> **YOUR OBJECTIVE**: Nothing in the records below should be altered when they are retyped.

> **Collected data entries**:
- - -
PR #2308, opened 2024-10-03
feat: add option to shuffle tags

omBratteng:
Adds option to shuffle tags during tag selection

- [x] Add tests

AS-619

### DIFF
--- a/src/schema/tags.ts
+++ b/src/schema/tags.ts
@@ -111,6 +111,11 @@ export const typeDefs = /* GraphQL */ `
       Tags which should be excluded from recommendations
       """
       excludedTags: [String]!
+
+      """
+      Whether to shuffle the tags
+      """
+      shuffle: Boolean = false
     ): TagResults!
   }
 `;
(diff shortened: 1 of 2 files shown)


rebelchris (approved):
This part looks good to me :)

src/schema/tags.ts
```diff
@@ -192,13 +206,17 @@ export const resolvers: IResolvers<unknown, BaseContext> = traceResolvers<
         .orderBy('value', 'ASC')
         .execute();
 
+      if (shuffle) {
+        hits.sort(() => Math.random() - 0.5);
+      }
```
capJavert, line 211: Hmm while implementation is fine, I would ask is it better to randomize on the frontend? Feels like a niche thing which would not much sense to do on API because you would get random result each time, while on frontend you can actually control the seed and when you randomize. Does that make sense?

omBratteng: I am fine with either. Thoughts @rebelchris ?

rebelchris: Moved to frontend:
https://github.com/dailydotdev/apps/pull/3617/commits/cd68200837abfb16e434d29749f1250c58d603fc

Kept the recommendation the same as they ranked by probability and that seemed odd to shuffle.

omBratteng: Should I close this then?

PR #2310, opened 2024-10-04
fix: user post duplicate user notification

capJavert:
AS-602

Iteration on https://github.com/dailydotdev/daily-api/pull/2306, still using constraint approach but we now introduce `uniqueKey` for `user_notification` so we can dedup over notification type and other params. 

Unique key is built from notification type, referenceId and referenceType.

We unique constraint over `userId + uniqueKey` because we still want to have notifications across different users. 

By default `uniqueKey` is `NULL` and ignore by constraint.

### DIFF
--- a/src/entity/notifications/UserNotification.ts
+++ b/src/entity/notifications/UserNotification.ts
@@ -9,6 +9,14 @@ import { NotificationV2 } from './NotificationV2';
   'createdAt',
 ])
 @Index('IDX_user_notification_user_id_read_at', ['userId', 'readAt'])
+@Index(
+  'IDX_user_notification_userId_uniqueKey_unique',
+  ['userId', 'uniqueKey'],
+  {
+    unique: true,
+    where: `"uniqueKey" IS NOT NULL`,
+  },
+)
 export class UserNotification {
   @PrimaryColumn({ type: 'uuid' })
   notificationId: string;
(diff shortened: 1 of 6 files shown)


src/notifications/common.ts
```diff
@@ -235,3 +236,33 @@ export const getUnreadNotificationsCount = async (
...
+};
+
+export const generateUserNotificationUniqueKey = ({
+  type,
+  referenceId,
+  referenceType,
+}: {
+  type: NotificationType;
+  referenceId?: string;
+  referenceType?: NotificationReferenceType;
```
capJavert, line 259: I don't think we need `notification_v2.uniqueKey` here because `notificationId` on `user_notification` already dedups over it.

src/entity/notifications/UserNotification.ts
```diff
@@ -9,6 +9,14 @@ import { NotificationV2 } from './NotificationV2';
   'createdAt',
 ])
 @Index('IDX_user_notification_user_id_read_at', ['userId', 'readAt'])
+@Index(
+  'IDX_user_notification_userId_uniqueKey_unique',
+  ['userId', 'uniqueKey'],
+  {
+    unique: true,
+    where: `"uniqueKey" IS NOT NULL`,
```
rebelchris, line 17: 🤤

rebelchris (approved):
Looks good to me :)

omBratteng (approved):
- - -
> **EXPECTED ANSWER**:
PR #2308, opened 2024-10-03
feat: add option to shuffle tags

omBratteng:
Adds option to shuffle tags during tag selection

- [x] Add tests

AS-619

### DIFF
--- a/src/schema/tags.ts
+++ b/src/schema/tags.ts
@@ -111,6 +111,11 @@ export const typeDefs = /* GraphQL */ `
       Tags which should be excluded from recommendations
       """
       excludedTags: [String]!
+
+      """
+      Whether to shuffle the tags
+      """
+      shuffle: Boolean = false
     ): TagResults!
   }
 `;
(diff shortened: 1 of 2 files shown)


rebelchris (approved):
This part looks good to me :)

src/schema/tags.ts
```diff
@@ -192,13 +206,17 @@ export const resolvers: IResolvers<unknown, BaseContext> = traceResolvers<
         .orderBy('value', 'ASC')
         .execute();
 
+      if (shuffle) {
+        hits.sort(() => Math.random() - 0.5);
+      }
```
capJavert, line 211: Hmm while implementation is fine, I would ask is it better to randomize on the frontend? Feels like a niche thing which would not much sense to do on API because you would get random result each time, while on frontend you can actually control the seed and when you randomize. Does that make sense?

omBratteng: I am fine with either. Thoughts @rebelchris ?

rebelchris: Moved to frontend:
https://github.com/dailydotdev/apps/pull/3617/commits/cd68200837abfb16e434d29749f1250c58d603fc

Kept the recommendation the same as they ranked by probability and that seemed odd to shuffle.

omBratteng: Should I close this then?

PR #2310, opened 2024-10-04
fix: user post duplicate user notification

capJavert:
AS-602

Iteration on https://github.com/dailydotdev/daily-api/pull/2306, still using constraint approach but we now introduce `uniqueKey` for `user_notification` so we can dedup over notification type and other params. 

Unique key is built from notification type, referenceId and referenceType.

We unique constraint over `userId + uniqueKey` because we still want to have notifications across different users. 

By default `uniqueKey` is `NULL` and ignore by constraint.

### DIFF
--- a/src/entity/notifications/UserNotification.ts
+++ b/src/entity/notifications/UserNotification.ts
@@ -9,6 +9,14 @@ import { NotificationV2 } from './NotificationV2';
   'createdAt',
 ])
 @Index('IDX_user_notification_user_id_read_at', ['userId', 'readAt'])
+@Index(
+  'IDX_user_notification_userId_uniqueKey_unique',
+  ['userId', 'uniqueKey'],
+  {
+    unique: true,
+    where: `"uniqueKey" IS NOT NULL`,
+  },
+)
 export class UserNotification {
   @PrimaryColumn({ type: 'uuid' })
   notificationId: string;
(diff shortened: 1 of 6 files shown)


src/notifications/common.ts
```diff
@@ -235,3 +236,33 @@ export const getUnreadNotificationsCount = async (
...
+};
+
+export const generateUserNotificationUniqueKey = ({
+  type,
+  referenceId,
+  referenceType,
+}: {
+  type: NotificationType;
+  referenceId?: string;
+  referenceType?: NotificationReferenceType;
```
capJavert, line 259: I don't think we need `notification_v2.uniqueKey` here because `notificationId` on `user_notification` already dedups over it.

src/entity/notifications/UserNotification.ts
```diff
@@ -9,6 +9,14 @@ import { NotificationV2 } from './NotificationV2';
   'createdAt',
 ])
 @Index('IDX_user_notification_user_id_read_at', ['userId', 'readAt'])
+@Index(
+  'IDX_user_notification_userId_uniqueKey_unique',
+  ['userId', 'uniqueKey'],
+  {
+    unique: true,
+    where: `"uniqueKey" IS NOT NULL`,
```
rebelchris, line 17: 🤤

rebelchris (approved):
Looks good to me :)

omBratteng (approved):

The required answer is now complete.